Can folks really be so hostile to the Authorized Version that they would seek to marginalize those who primarily use _it_ in public worship and cast them without the pale of Presbyterian / Reformed orthodoxy?

Listen, if you prefer the modern-language Bibles for your ministry, well and good, but don’t lay a law down which outlaws my early-modern English Bible* in the Reformed community! That would be as divisive as the hardline KJO declaring all modern CT-based Bibles as per-versions (which view I oppose as both untrue and ungodly). Don’t turn into the flip side of the Ruckman-Riplinger coin! Is it your purpose to divide the Presbyterian and Reformed communions? It may be a good way to vent your spleens (from past bad experiences?), but it is both unwise and uncharitable.

I have learned some good lessons regarding AV – CT relations here at PB, interacting with godly CT and MT users, and seeing the need for – not compromise regarding my position – but living in harmony, peace, respect, and affectionate friendship with those holding different views.

If we folks really take the injunction “redeeming the time” (ESV: “making the best use of” it) seriously, then we would do well focusing our text-critical prowess and wisdom on such as Bart Ehrman, who is not only influencing the general culture powerfully against our Bibles – all of them! – but his teachings will impact our children and our unbelieving friends if not countered with sound arguments and understanding. Ehrman is tutoring a generation of disciples to attack the Christian faith, and here we are wasting precious time and energy in this internecine warfare, and I speak to both camps, mine included! The Admins here ought to do in this area what they did with the Credo – Paedo camps, as it seems to have solved the perennial warfare between them.

Have we withal to deal with Ehrman, and if not, why not, seeing as that is where the wall is being breached while we play futile war games within the camp.

* “The English language is divided into three periods. Old English, (700 to 1100 AD); Middle English, (1100 to 1500 AD); and Modern English (1500 to the present). [Marjorie Anderson and Blanche C. Williams, _Old English Handbook_ (New York: Houghton Mifflin Company, 1935), 6-7.]” Cited in Thomas Holland’s, _Crowned With Glory_, p. 210

Post too late to get into the closed thread at: PB blog.


----------



## TimV (Jul 10, 2009)

> Can folks really be so hostile to the Authorized Version that they would seek to marginalize those who primarily use it in public worship and cast them without the pale of Presbyterian / Reformed orthodoxy?



I didn't see anyone trying to marginalize people who use use of the KJV in public primarily.

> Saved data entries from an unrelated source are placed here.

PR #621, opened 2022-05-04
[IMP] udes_stock: Ensure last reserved pallet is cleared on drop-off

LoKKeR96:
Fixes the bug where the pallet is asked to be scanned again after
being dropped off in workflows.

User-story: 1827

### DIFF
--- a/addons/udes_stock/models/stock_picking_batch.py
+++ b/addons/udes_stock/models/stock_picking_batch.py
@@ -762,10 +762,16 @@ class StockPickingBatch(models.Model):
 
     def drop_off_picked(self, continue_batch, move_line_ids, location_barcode, result_package_name):
         """
-        Validate the move lines of the batch (expects a singleton)
-        by moving them to the specified location.
+        Validate the move lines of the batch (expects a singleton) by moving them
+        to the specified location and if continue_batch is not flagged then close the batch.
+        Also clears the u_last_reserved_pallet_name flag in the batch as the pallet has been dropped off.
 
-        In case continue_batch is not flagged, close the batch.
+        :args:
+            - continue_batch: Flag, if True the batch is not closed
+            - move_line_ids: model stock.move.line, the move lines to validate
+            - location_barcode: String, the destination location barcode for the move lines
+            - result_package_name: String, the barcode for the package to be set as result package in move lines
+        :returns: the batch in self
         """
         self.ensure_one()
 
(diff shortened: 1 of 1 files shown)


addons/udes_stock/models/stock_picking_batch.py
```diff
@@ -829,6 +829,10 @@ def drop_off_picked(self, continue_batch, move_line_ids, location_barcode, resul
                 picks_todo |= pick_todo
                 pick.write({"u_reserved_pallet": False})
 
+                # If we dropped a package then reset the last package reserved as
+                # it will not be possible to keep using it
+                self.u_last_reserved_pallet_name = False
```
armandcela, line 834: Is the update inside the loop?

armandcela:
I think the docstring should be updated to mention that at the end u_last_reserved_pallet_name will be False

addons/udes_stock/models/stock_picking_batch.py
LoKKeR96: Yep, should be outside to be correct, fixing up soon.

jrbirch99:
Q: In the story it mentions two MRs one branching off of master, and the other off of tag 11.14.2. Should there be another PR for the tagged version?

LoKKeR96:
> Q: In the story it mentions two MRs one branching off of master, and the other off of tag 11.14.2. Should there be another PR for the tagged version?

Yes, I wanted to have a word with Adam first, also making sure code is reviewed before pushing another MR and maintaining two which is painful.

PeterAlabaster (approved):
LGTM once loop comment addressed

armandcela (approved):

jrbirch99:
> > Q: In the story it mentions two MRs one branching off of master, and the other off of tag 11.14.2. Should there be another PR for the tagged version?
> 
> Yes, I wanted to have a word with Adam first, also making sure code is reviewed before pushing another MR and maintaining two which is painful.

Okay, but its the same fix, right?

LoKKeR96:
> > > Q: In the story it mentions two MRs one branching off of master, and the other off of tag 11.14.2. Should there be another PR for the tagged version?
> > 
> > 
> > Yes, I wanted to have a word with Adam first, also making sure code is reviewed before pushing another MR and maintaining two which is painful.
> 
> Okay, but its the same fix, right?

Yes, the story is written a bit ambiguously and it's not clear what they mean with tagging.
A TL will tag master once this story is finished and merged.

jrbirch99 (approved):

Pastor Ferrell who started the thread uses that version mostly, as he's said several times here, and when it come to questions dealing with the WCF he's the first person I go to.

I did hear people caution that much of the KJV is a foreign language to many people. And I personally gave my view that WCF 1.8 doesn't restrict non vulgar translations from being used in public. The concern seems that the Bible be available to the general population, and it is, in the form of modern versions. The Divines seem to me to have left the particular version used from the pulpit up to the Pastor.



> Listen, if you prefer the modern-language Bibles for your ministry, well and good, but don’t lay a law down which outlaws my early-modern English Bible* in the Reformed community!



On this board, and in churches, the only law I've every seen laid down come from the KJV onlies. Quoting verses like



> Rev 22:18 For I testify unto every man that heareth the words of the prophecy of this book, If any man shall add unto these things, God shall add unto him the plagues that are written in this book:
> Rev 22:19 And if any man shall take away from the words of the book of this prophecy, God shall take away his part out of the book of life, and out of the holy city, and from the things which are written in this book.



and claiming that these verses are talking about the ESV, NIV, ASV etc....


----------



## kvanlaan (Jul 10, 2009)

Philip Johnson has a great sermon on this (but I can't for the life of me remember the name of it). One part I recall talked about peoples' language now and how it is sprinkled with profanity. He mentioned that not even the evening news used this sort of terminology, so why should we conform our bibles to "the language of the people"? It was much better balanced than that, but that part is all I can remember.


----------



## Pergamum (Jul 10, 2009)

Why would other minor topics not be off-limits or wastes of time, but this one would be? This seems like a worthy topic to discuss and I can't see how it would be harmful or divisive just because people have differing views.


----------



## Grillsy (Jul 10, 2009)

It would be very difficult for us to defend the historicity and reliability of the Bible against someone like Ehrman if we believed the Textus Receptus was the only way to go.


----------



## Jerusalem Blade (Jul 11, 2009)

Perg,

If one were to say that a certain Bible version (be it CT, AV, or MT) is illegitimate (as one could rightly do with the JW's New World Translation), and those who use solely it for public worship go against the Confession, and vigorously prosecute that view without relenting (despite sound objections), then you have a rend in the fabric of the Presbyterian and Reformed community, much like those in the old Credo-Paedo conflicts, where one side (and both sides did it) says the other is neither Reformed nor Biblical — and this is destructive without redeeming qualities. I'm not talking about calm discussion of the topic (which has been done), but relentless prosecution of a view on it.

------

Willie,

Who do you think does the best job refuting him? (Please cite works or debates — I am most interested in this.) Do you think White did? Wallace? How about Ehrman's responses to them? I am in the process of examining these very things. I hold that the TR is the very best position from which "to defend the historicity and reliability of the Bible" against _any_ detractors. The proof will be in the pudding, won't it?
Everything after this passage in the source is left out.